PR #310, opened 2023-01-24
feat: use -expand option for paletted tiffs

ajacombs:
These changes handle TIFFs with a band of `Palette` colour interpretation type, using the [`-expand`](https://gdal.org/programs/gdal_translate.html#cmdoption-gdal_translate-expand) argument to `gdal_translate`. This takes the contents of the colour palette and applies it to the rgb/rgba bands in the output file.

This resolves the following error encountered when standardising historical imagery survey SN9911:

> `ERROR 6: GTIFFBuildOverviews() doesn't support building overviews of multiple colormapped bands.`

which used the band arguements `-b 1 -b 1 -b 1`.

It seems plausible that there could be malformed paletted TIFFs which would not be able to be standardised using this change, but it resolves the direct issue for SN9911.

PR #547, opened 2023-07-12
feat: handle standardising paletted tiffs

ajacombs:
These changes handle TIFFs with a band of Palette colour interpretation type, using the [-expand](https://gdal.org/programs/gdal_translate.html#cmdoption-gdal_translate-expand) argument to gdal_translate. This takes the contents of the colour palette and applies it to the rgb/rgba bands in the output file.

This resolves the following error encountered when standardising historical imagery survey SN9911:

    ERROR 6: GTIFFBuildOverviews() doesn't support building overviews of multiple colormapped bands.

which used the band arguements -b 1 -b 1 -b 1.

This PR supersedes https://github.com/linz/topo-imagery/pull/310 which was proposed when previously processing historical imagery. I've made a new PR mainly to simplify having to rebase 6 months worth of changes from master onto that branch. 

Changes from the earlier PR are that I have now removed the raising of an exception and the handling to catch it, which were the aspects still under discussion preventing it being merged.

### DIFF
--- a/scripts/gdal/gdal_bands.py
+++ b/scripts/gdal/gdal_bands.py
@@ -36,19 +36,31 @@ def get_gdal_band_offset(file: str, info: Optional[GdalInfo] = None, preset: Opt
 
     bands = info["bands"]
 
-    alpha_band = find_band(bands, "Alpha")
-    alpha_band_info: List[str] = []
-    if alpha_band:
-        alpha_band_info.extend(["-b", str(alpha_band["band"])])
+    band_alpha_arg: List[str] = []
+    if band_alpha := find_band(bands, "Alpha"):
+        band_alpha_arg.extend(["-b", str(band_alpha["band"])])
 
-    grey_band = find_band(bands, "Gray")
-    if grey_band:
-        grey_band_index = str(grey_band["band"])
+    if band_grey := find_band(bands, "Gray"):
+        band_grey_index = str(band_grey["band"])
         if preset == "dem_lerc":
             # return single band if DEM/DSM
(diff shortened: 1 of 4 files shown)


scripts/gdal/gdal_bands.py
```diff
@@ -36,19 +37,31 @@ def get_gdal_band_offset(file: str, info: Optional[GdalInfo] = None, preset: Opt
...
+        return ["-b", band_grey_index, "-b", band_grey_index, "-b", band_grey_index] + band_alpha_arg
+
+    if band_palette := find_band(bands, "Palette"):
+        if colour_table := band_palette["colorTable"]:
+            palette_channels = len(colour_table["entries"][0])
+            if palette_channels == 4:
+                return ["-expand", "rgba"]
+            if palette_channels == 3:
+                return ["-expand", "rgb"]
+            get_log().error(
```
blacha, line 59: should this raise a exception?

scripts/gdal/gdalinfo.py
```diff
@@ -8,6 +8,12 @@
 from scripts.tile.tile_index import Point
 
 
+class GdalInfoBandColorTable(TypedDict):
+    palette: str
```
paulfouquet, line 12: Could you please add some comments, maybe some examples?

paulfouquet (changes requested):
Just some comments needed for understanding.
Otherwise looks good

paulfouquet (dismissed):

paulfouquet (approved):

● ● ● ● ● ● ●

▶ _What the exercise asks_
Where in the records does the word "multiple" appear? Copy each line that holds it.

▶ _Answer section_
> `ERROR 6: GTIFFBuildOverviews() doesn't support building overviews of multiple colormapped bands.`
    ERROR 6: GTIFFBuildOverviews() doesn't support building overviews of multiple colormapped bands.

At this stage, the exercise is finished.